Once the BORA target enrolment had been achieved, adult patients who
wanted to continue treatment for a longer period of time had the
option to continue therapy in an additional open-label, long term
extension trial, without completing the full, planned follow up in
BORA. Approximately half of patients in the shorter (28 weeks) and
smaller ZONDA study went into an additional extension trial without
completing the planned 56-week treatment period in BORA. Therefore,
ZONDA patients were not included in this BORA analysis, and will be
reported separately according to the analysis plan.

Additional analyses from the BORA trial, including treatment in
adolescents up to 108 weeks, will be available in the second half of
2019.

About AstraZeneca in Respiratory Disease

Respiratory disease is one of AstraZeneca's main therapy areas, and
the Company has a growing portfolio of medicines that reached more
than 18 million patients in 2017. AstraZeneca's aim is to transform
asthma and COPD treatment through inhaled combinations at the core of
care, biologics for the unmet needs of specific patient populations,
and scientific advancements in disease modification.

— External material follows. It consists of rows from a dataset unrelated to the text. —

PR #2192, opened 2026-04-20
prefetcher: builder-phase prefetch + streaming worker pool

lucca30:
## Purpose

Today's prefetcher only runs in a speculative **idle phase**: before block-building starts, it scans the tx pool and warms state for what it guesses the block might contain. Whatever it misses — late-arriving p2p txs, txs unlocked by freed gas, anything the pool view didn't reflect at guess-time — pays the full cache-miss cost at commit time. On contract-heavy blocks this is the tail of the miss-rate distribution.

This PR adds **three more prefetch phases, synchronized to the live block build**, so the prefetcher stops guessing and starts following what the builder is actually about to do. All three target exactly the gap the idle phase leaves: near-certain txs the builder will commit, warmed with near-zero speculation.

## Prefetch lifecycle (after this PR)

One long-lived worker pool per block; four sequential **tx providers** feed it. The pool is never torn down between phases — the mode switch is a provider swap, not a prefetcher restart.

| Phase | When | Source of txs | What it warms | Precision character |
|---|---|---|---|---|
| **1. Idle** | Pre-build, while `buildAndCommitBlock` is still assembling its environment | Pool snapshot, scanned by price-nonce heap with a gas-capped budget | Whatever idle can fit before builder starts | Speculative — bounded by pool staleness |
| **2. Builder: upfront plan scan** | Moment builder mode begins, once per `commitTransactions` pass (priority + normal) | `sendPlan` clones the price-nonce heap; `buildTxPlan` walks it with `remainingGas()` as budget, emits every non-prefetched tx that fits | **The bulk of builder-phase prefetch** — the full predicted block contents based on declared gas limits, minus whatever idle already warmed | Near-deterministic — same heap the builder will consume, filtered by the same gas arithmetic |
| **3. Builder: per-tx forwarding** | During `commitTransactions`, right before each apply | Each tx forwarded through `builderPlanCh` as the builder reaches it | Last-mile catch for anything the upfront scan missed (late pool arrivals, prefetch-status changes in flight) | Deterministic — one channel hop ahead of the EVM |
| **4. Builder: freed-gas overflow** | Continuously during commit, as each tx completes | `ltx.Gas − actualUsed` delivered via `builderGasFreedCh`; overflow heap scanned when budget accumulates | Bonus txs the builder promotes into the tail once freed gas accrues — including txs the upfront scan had to `Pop()` as "too large" | Semi-deterministic — tracks the same heap the builder promotes from |

All three builder phases dedup against `prefetchedTxHashes` and a `sentThisPhase` local set, so no tx is re-executed. The three-edge dedup matrix (plan↔overflow within iter, plan→overflow cross-iter, overflow→plan cross-iter) is fully closed.

### Handoff sequence (idle → builder)

Coordinated by a two-signal interrupt to avoid pool teardown:

1. Builder sets `builderStarted` → coordinator sets `evmAbort.Store(true)`. In-flight idle EVM execution aborts via the EVM interrupt; workers entering the loop see the flag and skip.
2. Coordinator drains any buffered idle txs from `txsCh` non-blockingly.
3. `evmAbort.Store(false)`. Workers resume, now fed by the builder provider (upfront-plan + per-tx + freed-gas overflow).

No duplicate prefetches, no lost builder txs, no worker pool churn.

## Precision impact

New headline metric: `worker/prefetch/builder_added_percent` — fraction of a block's txs the builder phase (upfront plan + per-tx + overflow combined) warmed on its own, beyond what idle had already done. Attributes each prefetch completion to the phase it fired under, so operators can see at a glance how much of a block's cache warming idle alone could not have reached.

Also split: `worker/txApplyDuration/{prefetched,notPrefetched}` — quantifies the cache-miss penalty this lifecycle is closing.

Together these two metrics answer: how many txs needed builder-phase help, and how much apply-time that help saved.

## Implementation notes

- **Streaming worker pool.** Workers block on `range txsCh` (buffer 4096, ≈33 KB); phase switches change producer only, not pool.
- **Block-import path unchanged.** `Prefetch(block, ...)` keeps its original signature as a thin wrapper around `PrefetchStream`. Same topology, same parallelism, same `PrefetchResult` shape.
- **Per-tx isolation unchanged.** Each worker still calls `statedb.Copy()` — no shared state, no consensus-path coupling.
- **Complexity.** diffguard: no new hot-path functions exceed the 10-cognitive bar; all flagged functions are pre-existing.

## Validation

- [x] `go build ./...` + `golangci-lint run` clean
- [x] `go test -race ./core/... ./miner/...` — 121s, all prefetch + slow-tx tests pass. Includes 13 new unit tests on the pure primitives (`scanOverflow`, `forwardTxs`, `collectPlanBatch`, `buildTxPlan`, no-duplicate-forward invariant across 10k iterations) and 3 stream-lifecycle integration tests.
- [x] `diffguard --base origin/develop` — no new complexity violations.
- [x] Local kurtosis-pos devnet, 5 scenarios (baseline / builder-heavy / handoff-stress / panic-fidelity / dup-probe). Cross-scenario invariants held on all of them:
  - Zero duplicate forwards across 369 blocks with ~500 tx/block density.
  - `processed == fails + successful` in every `PrefetchStream` exit (2180+ closures).
  - Panic recovery: synthetic panic every 500 tx × 525K txs → `chain_prefetch_worker_panic` meter = **1050**, harness log count = **1050** (exact match). Node kept producing blocks throughout.
  - pprof on a live node: zero leaked prefetch goroutines between blocks (sync.Once shutdown verified).
  - Full lifecycle log sequence (STREAM-START → IDLE-EXIT → HANDOFF-BEGIN/DRAIN/RESET → BUILDER-EXIT → STREAM-END) intact per block across all scenarios.
- [x] Ultra-review pass: one actionable finding (`prepareWork` early-return bypassing `defer interruptPrefetch.Store(true)`) — fixed.
- [x] 5 standard review rounds addressed; final 3 findings closed the cross-iteration dedup matrix.


lucca30:
@claude review once

lucca30:
@claude Review it again. Do a careful analysis on the block building lifecycle, how prefetch works with block building. If any code introduced may lead to a panic, dead code or decreasing on performance. This PR aims to increase the window of prefetching by do also prefetching while block is building.

Some mechanism were introduced like buildTxPlan to let us better predict the most probable txs to be introduced so we can improve our prefetch precision.

lucca30:
@claude ultra-review this PR.

**Context:**
- 8 commits on top of develop; feature is a streaming prefetcher with idle→builder phase handoff.
- 5 rounds of standard @claude review already landed; all findings addressed through `827c017fb`.
- 13 unit tests cover the pure helpers (`scanOverflow`, `forwardTxs`, `collectPlanBatch`, `buildTxPlan`, `runBuilderTxProvider` no-dup invariant).
- Kurtosis devnet run #2 empirically validated: `BUILDER-DUP=0` across 369 blocks, panic meter == log count exactly (1050==1050), 0 leaked goroutines in pprof, `STREAM-END` arithmetic 2180/2180 ok, `builder_added_percent` p50 climbed 0→86 under tight idle cap.

**Please focus only on angles the above does not already cover:**

**1. Concurrency correctness.** Trace every interaction between `hardKill`, `evmAbort`, `inBuilderPhase`, `sync.Once`-shutdown, `close(txsCh)`, and the worker pool. Look for:
- lost-wakeup between `evmAbort.Store(true)` and `drainTxChan`
- double-close of `txsCh`
- a goroutine that can observe `hardKill=false`, `evmAbort=true`, closed `txsCh` in an order that stalls it
- panic during handoff hold that skips `sync.Once`

**2. Resource-accounting invariants, proven not just asserted:**
- (a) `txIndex == valid + invalid` on every `PrefetchStream` exit (normal / hardKill / evmAbort+close / panic / interrupt)
- (b) No tx hash reaches `txsCh` twice in a single `runBuilderTxProvider` invocation
- (c) `builderPrefetchedTxHashes` is only written while `inBuilderPhase==true`

**3. Perf regression on the hot import path.** Compare the new `PrefetchStream` wrapper (used by `blockchain.go` for block import) to the old per-call `Prefetch()`. Any path where the streaming version does strictly more work for the same input?

**4. Failure modes:**
- `builderPlanCh` closed before `runBuilderTxProvider` starts
- empty txPool at `buildOverflowHeap` time
- stale pool snapshot (overflow heap built at T, consumed at T+100ms after pool churned)
- concurrent `hardKill` + `evmAbort` set from different goroutines mid-phase

**Scope exclusions:**
- Don't re-flag findings already fixed in `88c4e44..827c017fb`.
- Don't comment on test coverage (unit tests recent; kurtosis evidence above).
- Don't suggest naming / style changes.
- Flag only findings reachable in production.

miner/worker.go
```diff
@@ -2069,129 +2319,377 @@ func (w *worker) buildAndCommitBlock(interrupt *atomic.Int32, noempty bool, genP
...
 		return
 	}
-	signer := types.MakeSigner(w.chainConfig, header.Number, header.Time)
+
 	prefetcher := core.NewStatePrefetcher(w.chainConfig, w.chain.HeaderChain())
+	// 4096 ≈ one full block's worth of 21k-gas txs at the 100M-gas block limit.
+	// Sized to absorb the idle provider's per-loop burst (bounded by gas budget)
+	// without ever blocking a sender; workers drain far faster than the idle
+	// heap can fill in practice. Channel memory is ~33 KB — negligible.
+	txsCh := make(chan *types.Transaction, 4096)
```
cffls: Would be good to move the constants to the top of the file.

miner/worker.go
```diff
@@ -2069,129 +2319,377 @@ func (w *worker) buildAndCommitBlock(interrupt *atomic.Int32, noempty bool, genP
...
+
+// runIdleTxProvider speculatively streams transactions from the txpool into the
+// prefetcher. It loops on a ~100ms cadence, bounded by a configurable gas budget
+// (PrefetchGasLimitPercent of header.GasLimit, defaulting to 100%). Returns when
+// the budget is exhausted, the builder flips, or hardKill fires.
+//
+// Gas accounting uses declared tx gas (not actual execution gas) — close enough
+// since the budget only bounds speculative work, not correctness.
+func (w *worker) runIdleTxProvider(txsCh chan<- *types.Transaction, header *types.Header, genParams *generateParams, interrupt *atomic.Bool) {
+	const minLoopInterval = 100 * time.Millisecond
```
cffls: Same as above.

miner/worker.go
```diff
@@ -2069,129 +2319,377 @@ func (w *worker) buildAndCommitBlock(interrupt *atomic.Int32, noempty bool, genP
...
+}
+
+// idleGasLimitPercent returns the configured prefetch gas budget percent, capped
+// defensively at 150 and defaulted to 100 when unset.
+func idleGasLimitPercent(cfg *Config) uint64 {
+	pct := cfg.PrefetchGasLimitPercent
+	if pct == 0 {
+		return 100
+	}
+	if pct > 150 {
```
cffls: Same as above.

miner/worker_test.go
```diff
@@ -2681,10 +2682,17 @@ func TestPrefetchMultiBlock(t *testing.T) {
...
-		t.Errorf("Goroutine leak detected: delta=%d", goroutineDelta)
+	// Check for goroutine leaks.
+	// The streaming prefetcher keeps ~N=4*NumCPU/5 worker goroutines alive for the
+	// whole duration of each block's prefetch (vs short-lived per-batch goroutines in
+	// the old batched prefetch). If one or two commitWork goroutines are still
+	// blocked in bor.Prepare at measurement time, their prefetchers keep N+2
+	// goroutines alive. We allow for two in-flight blocks to be mid-production:
+	// 2 * (N + 2) + 10 (runtime/test noise). A genuine leak scales with block count
+	// and would exceed this easily.
+	maxAllowed := 2*(4*runtime.NumCPU()/5+2) + 10
```
cffls, line 2744: `+10` seems arbitrary. Why is it necessary?

miner/worker.go
```diff
@@ -1834,11 +1991,69 @@ func (w *worker) fillTransactions(interrupt *atomic.Int32, env *environment) err
...
+				}
+			}()
+			for _, tx := range buildTxPlan(clone, gasLimit, prefetchedHashes) {
+				select {
+				case ch <- tx:
+				default:
+				}
+			}
+		}()
+	}
```
cffls: Can we move this inline function to a standalone function?

miner/worker.go
```diff
@@ -1795,13 +1854,111 @@ func (w *worker) buildDefaultFilter(BaseFee *big.Int, Number *big.Int) txpool.Pe
...
+// scanOverflow greedily pops transactions from the heap that fit within the freed-gas
+// budget, returning new txs to prefetch and the remaining budget. Already-prefetched
+// txs are skipped entirely (not counted against the budget) because the freed gas
+// represents extra block capacity beyond the existing plan — plan txs' gas is already
+// committed to the main gas pool and should not be double-counted here.
+func scanOverflow(
+	h *transactionsByPriceAndNonce,
+	budget uint64,
+	prefetchedHashes *sync.Map,
+	sentThisPhase map[common.Hash]struct{},
```
cffls: Can we use a different name? `sentThisPhase` doesn't make much sense to me.

miner/worker_test.go
lucca30: Before this PR the threshold was just a flat `> 10` with no per-block scaling at all and it didn't flake on that account, so `10` is empirically the right size for that noise floor. What's new in this PR is the streaming prefetcher keeping `4*NumCPU/5 + 2` goroutines alive per in-flight block: that's the part that needed the per-block scaling term `2 * (N + 2)` . The `+10` is just the previously-validated noise budget left in place. A genuine leak scales with block count and would blow past this easily.

miner/worker.go
lucca30: Done — moved to the top-of-file const block as `prefetchChanBufSize` (4096), with the sizing rationale in the doc comment.

miner/worker.go
lucca30: Done — moved to the top-of-file const block as `prefetchIdleLoopInterval`.

miner/worker.go
lucca30: Done — both the cap and the default are now top-of-file constants: `prefetchMaxGasLimitPercent` (150) and `prefetchDefaultGasLimitPercent` (100).

miner/worker.go
lucca30: Done — promoted to a free function `sendPlan` placed next to `buildTxPlan`.

miner/worker.go
lucca30: Renamed to `inFlightHashes` — captures the actual semantics: txs already forwarded on `txsCh` whose `onSuccess` hasn't fired yet.

manav2401 (approved):

manav2401 (dismissed):

manav2401 (approved):

cffls (approved):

The Company is building on a 40-year heritage in respiratory disease
and AstraZeneca's capability in inhalation technology spans
pressurised metered-dose inhalers and dry powder inhalers, as well as
the Aerosphere Delivery Technology. The Company also has a growing
portfolio of respiratory biologics including Fasenra
(anti-eosinophil, anti-IL-5r?), now approved for severe eosinophilic
asthma and in development for severe nasal polyposis, and tezepelumab
(anti-TSLP), which is in Phase III trials and achieved its Phase IIb
primary and secondary endpoints. AstraZeneca's research is focused on
addressing underlying disease drivers focusing on the lung
epithelium, lung immunity and lung regeneration.

About AstraZeneca

AstraZeneca is a global, science-led biopharmaceutical company that
focuses on the discovery, development and commercialisation of
prescription medicines, primarily for the treatment of diseases in
three therapy areas - Oncology, Cardiovascular, Renal & Metabolism
and Respiratory. AstraZeneca operates in over 100 countries and its
innovative medicines are used by millions of patients worldwide.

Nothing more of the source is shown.